▶ **Records provided**

PR #2075, opened 2024-12-04
NEW: Added support for F13 to F24 keys

bmalrat:
### Description

https://jira.unity3d.com/browse/UUM-44328

- Added support of F13-F24 keys for enabled editors(6000.0.38f1, 6000.1.0a10)
- Changed enum value `Key.IMESelected` to obsolete which was not a real key. Please use the ButtonControl `imeSelected`.
- Changed the version to 1.4 to accept api changes.

### Testing status & QA

tested on mac/windows/linux

### Overall Product Risks

_Please rate the potential complexity and halo effect from low to high for the reviewers. Note down potential risks to specific Editor branches if any._

- Complexity: 
- Halo Effect: 

### Comments to reviewers

_Please describe any additional information such as what to focus on, or historical info for the reviewers._

### Checklist

Before review:

- [ X] Changelog entry added.
    - Explains the change in `Changed`, `Fixed`, `Added` sections.
    - For API change contains an example snippet and/or migration example.
    - JIRA ticket linked, example ([case %<ID>%](https://issuetracker.unity3d.com/product/unity/issues/guid/<ID>)). If it is a private issue, just add the case ID without a link.
    - Jira port for the next release set as "Resolved".
- [X ] Tests added/changed, if applicable.
    - Functional tests `Area_CanDoX`, `Area_CanDoX_EvenIfYIsTheCase`, `Area_WhenIDoX_AndYHappens_ThisIsTheResult`.
    - Performance tests.
    - Integration tests.
- [X ] Docs for new/changed API's.
    - Xmldoc cross references are set correctly.
    - Added explanation how the API works.
    - Usage code examples added.
    - The manual is updated, if needed.

During merge:

- [ ] Commit message for squash-merge is prefixed with one of the list:
    - `NEW: ___`.
    - `FIX: ___`.
    - `DOCS: ___`.
    - `CHANGE: ___`.
    - `RELEASE: 1.1.0-preview.3`.

After merge:

- [ ] Create forward/backward port if needed. If you are blocked from creating a forward port now please add a task to ISX-1444.

PR #2230, opened 2025-09-03
FIX: [ISXB-1541] Keyboard.allKeys contain null KeyControl for deprecated key Key.IMESelected which results in exception if using sub-script operator for lookup during enumeration of allKeys.

ekcoh:
### Description

Provides a suggested bug fix for https://issuetracker.unity3d.com/product/unity/issues/guid/ISXB-1541 which is reported as a regression for 1.14.0 due to https://github.com/Unity-Technologies/InputSystem/pull/2075.

In 1.13.1 subscript operator throws `ArgumentOutOfRangeException` for `Key.IMESelected` and `Key` enumeration type contain `IMESelected` defined as 111.

Identified the following potential solutions:
1) Since `IMESelected` was accidentally added to Key enumeration type when `Input System` was first released and later marked obsolete in https://github.com/Unity-Technologies/InputSystem/pull/2075, make sure we still provide a KeyControl for `IMESelected` but advise to not rely on it due to obsoletion status. Let `IMESelected` be part of `Keyboard.allKeys`.
2) Exclude `IMESelected` from `allKeys` (since it is not a key). This is cleaner since it is inline with 1.13.1 where `IMESelected` also wasn't part of `allKeys`.

This PR contains a fix according to 1). Investigating possibility for 2), hence draft status.

**Summary of changes:**
- Addressed issue by defining an aliased `KeyControl` for `IMESelected` bit and returning this `KeyControl` for any sub-script operator look-up using the deprecated key `Key.IMESelected`. This should be removed when `IMESelected` can be removed from API. This fix should be ok given the following API contracts:
   - `IMESelected` key control part of `Keyboard.keys` which makes sense since it has incorrectly been exposed as a key in `Key` enumeration type from version 1.0.
   - Sub-script operator states "Look up a key control by its key code." It isn't specific for whether KeyControl may be null or not so in theory a fix here could be to return null for Key.IMESelected since it is not a key. However, it also states "This is equivalent to allKeys[(int)key - 1]" which implies that result of this operation should be equivalent to subtracting one from key and looking it up via allKeys. This constraint is now also tested via `Device_Keyboard_SubscriptOperatorShouldBeEquivalentToShiftedAllKeysLookup` to capture this requirement.
- Added a new test class `CoreTests_Device_Keyboard.cs` and added some missing new test cases tied to `Keyboard` to this class. I removed some obsolete test cases from `CoreTests_Devices.cs`. I did not port existing keyboard tests from `CoreTests_Devices.cs` to the new file as part of this PR since this could be done separately and would make the PR more difficult to review. Hopefully the extended functional tests increase test coverage of keyboard functionality since it turned out many key properties were never accessed in tests. I introduced this file since a single enormous test file just makes it difficult to assess what is being tested. Generally all individual devices need their dedicated tests (which is the case for plugin devices but not for built-in it seems).
- Updated `FastKeyboard.cs` (precompiled layout) to match changes to `Keyboard.cs`.

### Testing status & QA

Fix should be covered by new (and existing) automated tests, but it is suggested to test keyboard functionality and IME as part of quality assuring this PR. Fix developed and tested on Unity 6000.0.56f1.

**Open issue:** Check if this really is a regression - investigate behaviour on version before 1.14.0 for using subscript operator with `IMESelected` before transitioning this out of draft mode.

### Overall Product Risks

Medium due to central functionality.

- Complexity: Small
- Halo Effect: Medium

### Comments to reviewers

Nothing special to call out apart from that it should be mentioned there is still no property API for IMESelected which is intentional to avoid accessing it.

### Checklist

Before review:

- [x] Changelog entry added.
    - Functional tests added `Devices_Keyboard_CanGetKeyCodeFromKeyboardKey`, `Devices_Keyboard_AllKeysEnumeratesAllKeyControls`, `Devices_Keyboard_AllKeysShouldContainKeyControlsCorrespondingToAllKeys`, `Devices_Keyboard_SubscriptOperatorCanLookupKeyControlOfCorrespondingKey`, `Devices_Keyboard_SubscriptOperatorThrowsForInvalidOrOutOfRangeKey`.
    - Usage code examples added.

During merge:

    - `NEW: ___`.
    - `FIX: ___`.
    - `DOCS: ___`.
    - `CHANGE: ___`.
    - `RELEASE: 1.1.0-preview.3`.

After merge:

### DIFF
--- a/Assets/Tests/InputSystem/CorePerformanceTests.cs
+++ b/Assets/Tests/InputSystem/CorePerformanceTests.cs
@@ -126,7 +126,7 @@ internal class CorePerformanceTests : CoreTestsFixture
             int keyIndex = 0;
             foreach (var key in keyboard.allKeys)
             {
-                if (++keyIndex == (int)KeyEx.IMESelected)  // Skip IMESelected as it's not a real key.
+                if (++keyIndex == (int)KeyEx.IMESelected)  // Skip IMESelected as it's not a real key. TODO This is incorrect, it should not even be there
                     continue;
                 key.ReadValue();
             }
--- a/Assets/Tests/InputSystem/CorePerformanceTests.cs
+++ b/Assets/Tests/InputSystem/CorePerformanceTests.cs
@@ -126,8 +126,6 @@ internal class CorePerformanceTests : CoreTestsFixture
             int keyIndex = 0;
             foreach (var key in keyboard.allKeys)
             {
-                if (++keyIndex == (int)KeyEx.IMESelected)  // Skip IMESelected as it's not a real key. TODO This is incorrect, it should not even be there
-                    continue;
                 key.ReadValue();
             }
         })
--- a/Assets/Tests/InputSystem/CoreTests_Devices.cs
+++ b/Assets/Tests/InputSystem/CoreTests_Devices.cs
@@ -2851,15 +2851,6 @@ partial class CoreTests
 
     [Test]
     [Category("Devices")]
-    public void Devices_CanGetKeyCodeFromKeyboardKey()
-    {
-        var keyboard = InputSystem.AddDevice<Keyboard>();
-
-        Assert.That(keyboard.aKey.keyCode, Is.EqualTo(Key.A));
-    }
-
-    [Test]
-    [Category("Devices")]
     public void Devices_CanLookUpKeyFromKeyboardUsingKeyCode()
     {
         var keyboard = InputSystem.AddDevice<Keyboard>();
@@ -5893,19 +5884,5 @@ partial class CoreTests
             for (var i = 0; i < TouchscreenState.MaxTouches + 5; ++i)
                 BeginTouch(i, new Vector2(i * 1.0f, i * 2.0f), time: 0);
         }, Throws.Nothing);
-    }
-
-    // Note: Tested inside this class for now since there are no dedicated device test classes for built-in devices,
-    //       only for plugin devices.
-    [Test, Description("https://issuetracker.unity3d.com/product/unity/issues/guid/ISXB-1541")]
-    [Category("Devices")]
-    public void Devices_KeyboardAllKeys_EnumeratesAllKeyControls()
-    {
-        var keyboard = InputSystem.AddDevice<Keyboard>();
-        int index = 0;
-        foreach (var key in keyboard.allKeys)
-        {
-            Assert.NotNull(key, $"Key at index {index++} was null");
-        }
     }
 }
--- a/Assets/Tests/InputSystem/CoreTests_Devices.cs
+++ b/Assets/Tests/InputSystem/CoreTests_Devices.cs
@@ -5894,4 +5894,18 @@ partial class CoreTests
                 BeginTouch(i, new Vector2(i * 1.0f, i * 2.0f), time: 0);
         }, Throws.Nothing);
     }
+
+    // Note: Tested inside this class for now since there are no dedicated device test classes for built-in devices,
+    //       only for plugin devices.
+    [Test, Description("https://issuetracker.unity3d.com/product/unity/issues/guid/ISXB-1541")]
+    [Category("Devices")]
+    public void Devices_KeyboardAllKeys_EnumeratesAllKeyControls()
+    {
+        var keyboard = InputSystem.AddDevice<Keyboard>();
+        int index = 0;
+        foreach (var key in keyboard.allKeys)
+        {
+            Assert.NotNull(key, $"Key at index {index++} was null");
+        }
+    }
 }
--- a/Assets/Tests/InputSystem/CoreTests_Devices_Keyboard.cs
+++ b/Assets/Tests/InputSystem/CoreTests_Devices_Keyboard.cs
@@ -160,8 +160,6 @@ partial class CoreTests
         var index = 0;
         foreach (var key in keyboard.allKeys)
         {
-            if (index == 109)
-                Debug.Log("TEMP");
             Assert.NotNull(key, $"Key at index {index++} was null");
         }
     }
--- a/Assets/Tests/InputSystem/CoreTests_Devices_Keyboard.cs
+++ b/Assets/Tests/InputSystem/CoreTests_Devices_Keyboard.cs
@@ -1,0 +1,86 @@
+using System;
+using System.Linq;
+using NUnit.Framework;
+using UnityEngine;
+using UnityEngine.InputSystem;
+
+// Functional testing of built-in device UnityEngine.InputSystem.Keyboard.
+
+partial class CoreTests
+{
+    [Test]
+    [Category("Devices")]
+    public void Devices_Keyboard_CanGetKeyCodeFromKeyboardKey()
+    {
+        var keyboard = InputSystem.AddDevice<Keyboard>();
+
+        Assert.That(keyboard.aKey.keyCode, Is.EqualTo(Key.A));
+        Assert.That(keyboard.bKey.keyCode, Is.EqualTo(Key.B));
+        Assert.That(keyboard.cKey.keyCode, Is.EqualTo(Key.C));
+        Assert.That(keyboard.dKey.keyCode, Is.EqualTo(Key.D));
+        Assert.That(keyboard.eKey.keyCode, Is.EqualTo(Key.E));
+        Assert.That(keyboard.fKey.keyCode, Is.EqualTo(Key.F));
+        Assert.That(keyboard.gKey.keyCode, Is.EqualTo(Key.G));
+        // TODO Make this complete
+    }
+    
+    [Test, Description("https://issuetracker.unity3d.com/product/unity/issues/guid/ISXB-1541")]
+    [Category("Devices")]
+    public void Devices_Keyboard_AllKeysEnumeratesAllKeyControls()
+    {
+        var keyboard = InputSystem.AddDevice<Keyboard>();
+        var index = 0;
+        foreach (var key in keyboard.allKeys)
+        {
+            if (index == 109)
+                Debug.Log("TEMP");
+            Assert.NotNull(key, $"Key at index {index++} was null");
+        }
+    }
+    
+    [Test]
+    [Category("Devices")]
+    public void Devices_Keyboard_AllKeysShouldContainKeyControlsCorrespondingToAllKeys()
+    {
+        var keyboard = InputSystem.AddDevice<Keyboard>();
+        var allKeys = keyboard.allKeys;
+        foreach (var key in Enum.GetValues(typeof(Key)).Cast<Key>())
+        {
+            Assert.That(allKeys.Contains(keyboard.spaceKey), Is.True);
+        }
+    }
+
+    [Test]
+    [Category("Devices")]
+    public void Devices_Keyboard_SubscriptOperatorCanLookupKeyControlOfCorrespondingKey()
+    {
+        var keyboard = InputSystem.AddDevice<Keyboard>();
+        foreach (var key in Enum.GetValues(typeof(Key)).Cast<Key>())
+        {
+            // Key.None is documented as an invalid key so skip it in this test and instead we verify in test below
+            // that exception is thrown if attempting to lookup key-control using it.
+            if (key == Key.None)
+                continue;
+            if (key == Key.IMESelected)
+                continue;
+            
+            var keyControl = keyboard[key];
+            Assert.That(keyControl, Is.Not.Null);
+            Assert.That(keyControl.keyCode, Is.EqualTo(key));
+        }
+    }
+
+    [Test]
+    [Category("Devices")]
+    public void Devices_Keyboard_SubscriptOperatorThrowsForInvalidOrOutOfRangeKey()
+    {
+        var keyboard = InputSystem.AddDevice<Keyboard>();
+        var minKey = Enum.GetValues(typeof(Key)).Cast<Key>().Min();
+        var invalidMin = (Key)((int)minKey)-1;
+        var maxKey = Enum.GetValues(typeof(Key)).Cast<Key>().Max();
+        var invalidMax = (Key)((int)maxKey)+1;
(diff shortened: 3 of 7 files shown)


Assets/Tests/InputSystem/CoreTests_Devices.cs
```diff
@@ -2849,15 +2849,6 @@ public void Devices_CanGetNameOfCurrentKeyboardLayout()
         Assert.That(keyboard.keyboardLayout, Is.EqualTo("new"));
     }
 
-    [Test]
-    [Category("Devices")]
-    public void Devices_CanGetKeyCodeFromKeyboardKey()
```
ekcoh, line 2854: This became obsolete since it was replaced bye a more elaborate test `Devices_Keyboard_CanGetKeyCodeFromKeyboardKey` that verifies this for all keys and not only `A`.

ekcoh:
Opening this up for review for now since code generator seem to need to be fixed/changed to cope with nonconsecutive enum. So option (2) I haven't been able to solve yet. Another option would be to optionally just return null from subscript-operator if key is IMESelected.

Packages/com.unity.inputsystem/InputSystem/Devices/Keyboard.cs
```diff
@@ -2370,7 +2375,9 @@ public KeyControl this[Key key]
             {
                 var index = (int)key - 1;
                 if (index < 0 || index >= m_Keys.Length)
-                    throw new ArgumentOutOfRangeException(nameof(key));
+                {
+                    throw new ArgumentOutOfRangeException($"{nameof(key)}: {key}");
+                }
                 return m_Keys[index];
```
ekcoh, line 2377: I am leaving towards it would be better to return null for index == (int)Key.IMESelected - 1?

Packages/com.unity.inputsystem/InputSystem/Devices/Keyboard.cs
```diff
@@ -2370,7 +2375,9 @@ public KeyControl this[Key key]
             {
                 var index = (int)key - 1;
                 if (index < 0 || index >= m_Keys.Length)
-                    throw new ArgumentOutOfRangeException(nameof(key));
+                {
+                    throw new ArgumentOutOfRangeException($"{nameof(key)}: {key}");
```
ekcoh, line 2375: It's very odd Codecov is mentioning these lines since there is now a test explicitly testing key/index outside of bounds. Need to investigate if the test is really running in CI (it did locally I believe)

Assets/Tests/InputSystem/CorePerformanceTests.cs
```diff
@@ -126,7 +126,7 @@ public void Performance_ReadEveryKey()
             int keyIndex = 0;
             foreach (var key in keyboard.allKeys)
             {
-                if (++keyIndex == (int)KeyEx.IMESelected)  // Skip IMESelected as it's not a real key.
+                if (++keyIndex == (int)KeyEx.IMESelected)  // Skip IMESelected as it's not a real key. TODO This is incorrect, it should not even be there
```
ekcoh: I will remove this comment, in this particular solution it unfortunately still needs to be there. Unless we can pull of (2) which currently wrack havoc with precompiled layouts.... :/

Pauliusd01:
Do different platforms have relevance here? Do I need to check Mac/Linux?

Packages/com.unity.inputsystem/InputSystem/Devices/Keyboard.cs
```diff
@@ -179,6 +180,10 @@ public unsafe struct KeyboardState : IInputStateTypeInfo
         [InputControl(name = "mediaRewind", displayName = "MediaRewind", layout = "Key", bit = (int)Key.MediaRewind)]
         [InputControl(name = "mediaForward", displayName = "MediaForward", layout = "Key", bit = (int)Key.MediaForward)]
         [InputControl(name = "IMESelected", layout = "Button", bit = (int)KeyEx.RemappedIMESelected, synthetic = true)] // Use the last bit to hold IME selected state.
+        // Disable deprecation warning to not generate warnings in user project about internal use of deprecated key
+#pragma warning disable 0618
```
bmalrat: with RemappedIMESelected should not have a deprecated warning

Assets/Tests/InputSystem/CorePerformanceTests.cs
bmalrat: The if (++keyIndex == (int)KeyEx.IMESelected) might be removed now since it's not null anymore

Assets/Tests/InputSystem/CoreTests_Devices_Keyboard.cs
```diff
@@ -0,0 +1,233 @@
...
+        Assert.That(keyboard.f18Key.keyCode, Is.EqualTo(Key.F18));
+        Assert.That(keyboard.f19Key.keyCode, Is.EqualTo(Key.F19));
+        Assert.That(keyboard.f20Key.keyCode, Is.EqualTo(Key.F20));
+        Assert.That(keyboard.f21Key.keyCode, Is.EqualTo(Key.F21));
+        Assert.That(keyboard.f22Key.keyCode, Is.EqualTo(Key.F22));
+        Assert.That(keyboard.f23Key.keyCode, Is.EqualTo(Key.F23));
+        Assert.That(keyboard.f24Key.keyCode, Is.EqualTo(Key.F24));
+        Assert.That(keyboard.mediaPlayPause.keyCode, Is.EqualTo(Key.MediaPlayPause));
+        Assert.That(keyboard.mediaRewind.keyCode, Is.EqualTo(Key.MediaRewind));
+        Assert.That(keyboard.mediaForward.keyCode, Is.EqualTo(Key.MediaForward));
```
bmalrat, line 152: We may need to also check the IME key until we remove it

Assets/Tests/InputSystem/CorePerformanceTests.cs
jfreire-unity: I would remove this TODO anyway or just write a real action to be done in the future. like "TODO Remove this when...."
To me it just reads like a comment that shouldn't be in the codebase..

Assets/Tests/InputSystem/CoreTests_Devices_Keyboard.cs
```diff
@@ -0,0 +1,233 @@
...
+
+// Functional testing of built-in device UnityEngine.InputSystem.Keyboard.
+
+partial class CoreTests
+{
+    private static readonly Key[] sKeys = Enum.GetValues(typeof(Key)).Cast<Key>().ToArray();
+
+    [Test]
+    [Category("Devices")]
+    public void Devices_Keyboard_CanGetKeyCodeFromKeyboardKey()
```
jfreire-unity, line 15: Nice to have this, particularly in a different file! 
I suggest we create a follow-up task/add a TODO/make a new PR with changes to relocate tests for keyboard inside `CoreTests_Devices` into this file.

Packages/com.unity.inputsystem/InputSystem/Devices/Keyboard.cs
```diff
@@ -179,6 +180,10 @@ public unsafe struct KeyboardState : IInputStateTypeInfo
...
+        [InputControl(name = "IMESelectedObsoleteKey", layout = "Key", bit = (int)KeyEx.RemappedIMESelected, synthetic = true)]
```
jfreire-unity, line 182: I'm confused by this. Why are we adding yet another control for the same value at `KeyEx.RemappedIMESelected` ? Isn't the one with name "IMESelected" suficient? Or because it's a "Button" it's not considered a "Key", and thus not part of `this.keys`?

Assets/Tests/InputSystem/CoreTests_Devices.cs
jfreire-unity: great!

jfreire-unity (approved):
Added some questions but they shouldn't block the PR since it seems that it fixes the bug. Tests look good!

I definetly wished we could just obsolete and remove this :)

Assets/Tests/InputSystem/CorePerformanceTests.cs
ekcoh: Seems like there was confusion here.... for this solution (1) as @bmalrat is correct the whole if-statement can go so that needs updating.
My previous comment was to remove the TODO which is something I threw in there on first pass over the code to see what needed to be done as "note to self". So just as you say @jfreire-unity it should not be in the code base which is what I suggested 2 days ago.

Assets/Tests/InputSystem/CoreTests_Devices_Keyboard.cs
ekcoh: Cool, yeah these huge source files make no sense to me. Sure thing, that was the idea, I get it filed as part of landing this PR. We should likely also split out all the other areas. And maybe skip the partial class / CoreTests_ prefix which adds zero clarity/value IMO

Assets/Tests/InputSystem/CoreTests_Devices_Keyboard.cs
ekcoh: You are absolutely right, will add. Good catch.

Packages/com.unity.inputsystem/InputSystem/Devices/Keyboard.cs
```diff
@@ -156,6 +156,7 @@ public unsafe struct KeyboardState : IInputStateTypeInfo
         [InputControl(name = "f8", displayName = "F8", layout = "Key", bit = (int)Key.F8)]
         [InputControl(name = "f9", displayName = "F9", layout = "Key", bit = (int)Key.F9)]
         [InputControl(name = "f10", displayName = "F10", layout = "Key", bit = (int)Key.F10)]
+
```
ekcoh: Will eliminate this diff, its a mistake it seems.

Packages/com.unity.inputsystem/InputSystem/Devices/Keyboard.cs
ekcoh: Maybe it's a remainder from one of my variants on this, will check/fix and follow up. Fail to recall now why I added it :)

Packages/com.unity.inputsystem/InputSystem/Devices/Keyboard.cs
ekcoh: This is undesirable and why I rather have solution (2) mentioned in PR description. However, if this doesn't exist the layout precompiled layout thing will break down, need a KeyControl to reference if it shouldn't be null. However, it is at least not directly accessible in public API. Ideally I rather see we would return null for IMESelected but not have it in allKeys which is solution (2) I haven't been able to pull off yet due to problems (maybe bugs) in the layout precompiled code..... to be continued.

ekcoh:
> Do different platforms have relevance here? Do I need to check Mac/Linux?

Platform shouldn't matter as far as I am aware. There is no platform specific code at play here for the scope of this PR.

Pauliusd01 (approved):
LGTM, checked user project as well as IME testing scene in player/playmode using Japanese, Chinese, Russian, Hebrew, Arabic and Turkish

Assets/Tests/InputSystem/CoreTests_Devices_Keyboard.cs
ekcoh: How would that work? All the above are KeyControl properties on the Keyboard class. There is no such property for IME?

ekcoh: However, it is covered by other tests below when retrieved via allKeys for this potential fix

Assets/Tests/InputSystem/CorePerformanceTests.cs
ekcoh: Addressed in https://github.com/Unity-Technologies/InputSystem/pull/2230/commits/b803b1d2e2e5d8df333c953fe839e9258361c804

Packages/com.unity.inputsystem/InputSystem/Devices/Keyboard.cs
ekcoh: Addressed in https://github.com/Unity-Technologies/InputSystem/pull/2230/commits/2eff10291de9699abbebfeafe9be896628bfea08

ekcoh:
> Added some questions but they shouldn't block the PR since it seems that it fixes the bug. Tests look good!
> 
> I definetly wished we could just obsolete and remove this :)

Addressed in https://github.com/Unity-Technologies/InputSystem/commit/b803b1d2e2e5d8df333c953fe839e9258361c804

Assets/Tests/InputSystem/CorePerformanceTests.cs
ekcoh: Marking this resolved, feel free to reopen if necessary

Assets/Tests/InputSystem/CoreTests_Devices_Keyboard.cs
ekcoh: Marking this revealed, @bmalrat feel free to reopen in case I overlooked something

Assets/Tests/InputSystem/CoreTests_Devices_Keyboard.cs
ekcoh: Filed ticket internal ticket ISX-2325. Marking this resolved.

Packages/com.unity.inputsystem/InputSystem/Devices/Keyboard.cs
ekcoh: This was fixed in https://github.com/Unity-Technologies/InputSystem/pull/2230/commits/2eff10291de9699abbebfeafe9be896628bfea08

bmalrat (approved):

Packages/com.unity.inputsystem/InputSystem/Devices/Keyboard.cs
jfreire-unity: I see, got it.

▶ **Work to be completed**
Which lines of the records contain the word "support"? Copy each of them.

▶ **Reply**
NEW: Added support for F13 to F24 keys
- Added support of F13-F24 keys for enabled editors(6000.0.38f1, 6000.1.0a10)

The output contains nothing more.